I'm not suggesting that any of this is routine, or even particularly common in scholarly publishing. There's a lot of exaggeration for comic effect. Nonetheless, that niggling grain of truth remains. Particularly when you consider that the outcome is most likely not an outright 'reject' but a round of time-consuming revisions to include the reviewer's extensive back catalogue, or to explain the method in words of one syllable to readers who have been using it for years. That's not a system which is functioning efficiently.

Of course, we're aware that peer review isn't perfect. Studies have looked at whether specific groups - young people, women, ethnic minorities - are unfairly disadvantaged. And there's been a long debate around the relative merits of single-blind, double-blind and open peer review. But I'm not aware of any studies which look at the underlying process of peer review - whether the attributes identified in the twitter stream are nonexistent, niche or widespread, and what that means for the content that makes up, broadly speaking, the scholarly literature.
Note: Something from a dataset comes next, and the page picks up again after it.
PR #1135, opened 2018-09-07
bug 1483072: handle new jenkins/aws services

escattone:
This PR allows this Jenkinsfile to run on both the new IT-owned Jenkins service as well as the existing MozMEAO-owned Jenkins service.

- Changes the name of the S3 bucket (to which the build artifacts will be sync'ed) depending upon the Jenkins service.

You might argue that there are some experiments underway which could help move things on. Initiatives such as PLoS One, the altmetrics movement and a current study at the University of Tennessee looking at how researchers assign authority to scholarly outputs are all working within the same territory as peer review. To that, I would say that these experiments are primarily about assessing significance rather than quality. Most are working with outputs that either haven't been quality assured at all (blogs, for example etc) or those which have been formally published (journal articles) and have therefore already been through peer review to check they're technically sound. Indeed, this is the key aim of PLoS One, and the area where altmetrics probably have the strongest claim to usefulness (for now, at least).

So, we must assume that there are some - not many, but some - articles which are technically sound, but which don't ever make it through the peer review process to post-publication judgement because they've come up against the barriers outlined in the stream of tweets. And, that there are some - fewer, probably - articles which aren't technically sound but do make it through the peer review process, to be judged by readers only on their significance while the quality is taken as read.

Perhaps this isn't a great revelation. But my strong impression, on reading what started out as a lighthearted distraction from work, is that we really should look beyond the jokes to talk about this seriously. As governments, funders and researchers themselves press for changes in the way research is communicated - including sharing new types of work such as datasets - we should seize the opportunity to ask whether peer review is the only - or, indeed, the best - way to ensure that scholarly communication works effectively. I'm not saying that we have the answers. But we never will, unless we overcome our peer review taboo and start to ask the question.